### EXERCISE OBJECTIVE
Please reproduce the full listing exactly, with nothing added.
☆ ☆ ☆ ☆ ☆
PR #656, opened 2026-07-15
fix: reject raw transactions with trailing bytes

Lrifton92:
## Change Description

`decoderawtransaction` and `sendrawtransaction` deserialize the caller supplied hex without checking that the transaction consumed all of it. Surplus bytes past the end of an otherwise well formed transaction are silently discarded and the call reports success.

For `sendrawtransaction` this is more than cosmetic: a malformed payload is accepted and the decoded transaction is then relayed on to the rest of the network.

Both handlers already return `TX decode failed` when deserialization itself fails, so accepting input that does not decode cleanly looks like an oversight rather than intentional leniency.

btcd, which this project forked from, tightened these same two handlers in btcsuite/btcd#2558 (merged), which consolidated my btcsuite/btcd#2550 (`decoderawtransaction`) and btcsuite/btcd#2556 (`sendrawtransaction`). This ports the equivalent check to bchd.

## Fix

Read through a `*bytes.Reader` and reject any input that is not fully consumed, with `ErrRPCDeserialization`.

## Steps to Test

```
go test -run TrailingBytes .
```

Both regression tests fail with the fix reverted. Each handler decodes its input before it touches the server, so a nil server is enough to exercise the rejection path — without the check, execution reaches the nil server and panics instead of returning, which is the symptom the tests guard against. I verified this locally both ways: removing the two checks makes both tests fail, restoring them makes them pass. The full `go test .` suite is green, as are `go build ./...` and `go vet .`.

Note on gofmt: `rpcserver.go` is flagged by `gofmt -l` on my checkout, but this is a pre-existing CRLF artifact of cloning on Windows — it is flagged identically on an unmodified checkout, and the file is clean once converted to LF. Git stores LF on commit.

### DIFF
--- a/rpcserver.go
+++ b/rpcserver.go
@@ -834,11 +834,22 @@ func handleDecodeRawTransaction(s *rpcServer, cmd interface{}, closeNotifier <-c
 		return nil, rpcDecodeHexError(hexStr)
 	}
 	var mtx wire.MsgTx
-	err = mtx.Deserialize(bytes.NewReader(serializedTx))
+	txReader := bytes.NewReader(serializedTx)
+	err = mtx.Deserialize(txReader)
 	if err != nil {
 		return nil, &btcjson.RPCError{
 			Code:    btcjson.ErrRPCDeserialization,
 			Message: "TX decode failed: " + err.Error(),
+		}
+	}
+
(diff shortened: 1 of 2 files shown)


zquestz:
Thank you for your contribution. Greatly appreciated!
☆ ☆ ☆ ☆ ☆
### WRITTEN ANSWER
PR #656, opened 2026-07-15
fix: reject raw transactions with trailing bytes

Lrifton92:
## Change Description

`decoderawtransaction` and `sendrawtransaction` deserialize the caller supplied hex without checking that the transaction consumed all of it. Surplus bytes past the end of an otherwise well formed transaction are silently discarded and the call reports success.

For `sendrawtransaction` this is more than cosmetic: a malformed payload is accepted and the decoded transaction is then relayed on to the rest of the network.

Both handlers already return `TX decode failed` when deserialization itself fails, so accepting input that does not decode cleanly looks like an oversight rather than intentional leniency.

btcd, which this project forked from, tightened these same two handlers in btcsuite/btcd#2558 (merged), which consolidated my btcsuite/btcd#2550 (`decoderawtransaction`) and btcsuite/btcd#2556 (`sendrawtransaction`). This ports the equivalent check to bchd.

## Fix

Read through a `*bytes.Reader` and reject any input that is not fully consumed, with `ErrRPCDeserialization`.

## Steps to Test

```
go test -run TrailingBytes .
```

Both regression tests fail with the fix reverted. Each handler decodes its input before it touches the server, so a nil server is enough to exercise the rejection path — without the check, execution reaches the nil server and panics instead of returning, which is the symptom the tests guard against. I verified this locally both ways: removing the two checks makes both tests fail, restoring them makes them pass. The full `go test .` suite is green, as are `go build ./...` and `go vet .`.

Note on gofmt: `rpcserver.go` is flagged by `gofmt -l` on my checkout, but this is a pre-existing CRLF artifact of cloning on Windows — it is flagged identically on an unmodified checkout, and the file is clean once converted to LF. Git stores LF on commit.

### DIFF
--- a/rpcserver.go
+++ b/rpcserver.go
@@ -834,11 +834,22 @@ func handleDecodeRawTransaction(s *rpcServer, cmd interface{}, closeNotifier <-c
 		return nil, rpcDecodeHexError(hexStr)
 	}
 	var mtx wire.MsgTx
-	err = mtx.Deserialize(bytes.NewReader(serializedTx))
+	txReader := bytes.NewReader(serializedTx)
+	err = mtx.Deserialize(txReader)
 	if err != nil {
 		return nil, &btcjson.RPCError{
 			Code:    btcjson.ErrRPCDeserialization,
 			Message: "TX decode failed: " + err.Error(),
+		}
+	}
+
(diff shortened: 1 of 2 files shown)


zquestz:
Thank you for your contribution. Greatly appreciated!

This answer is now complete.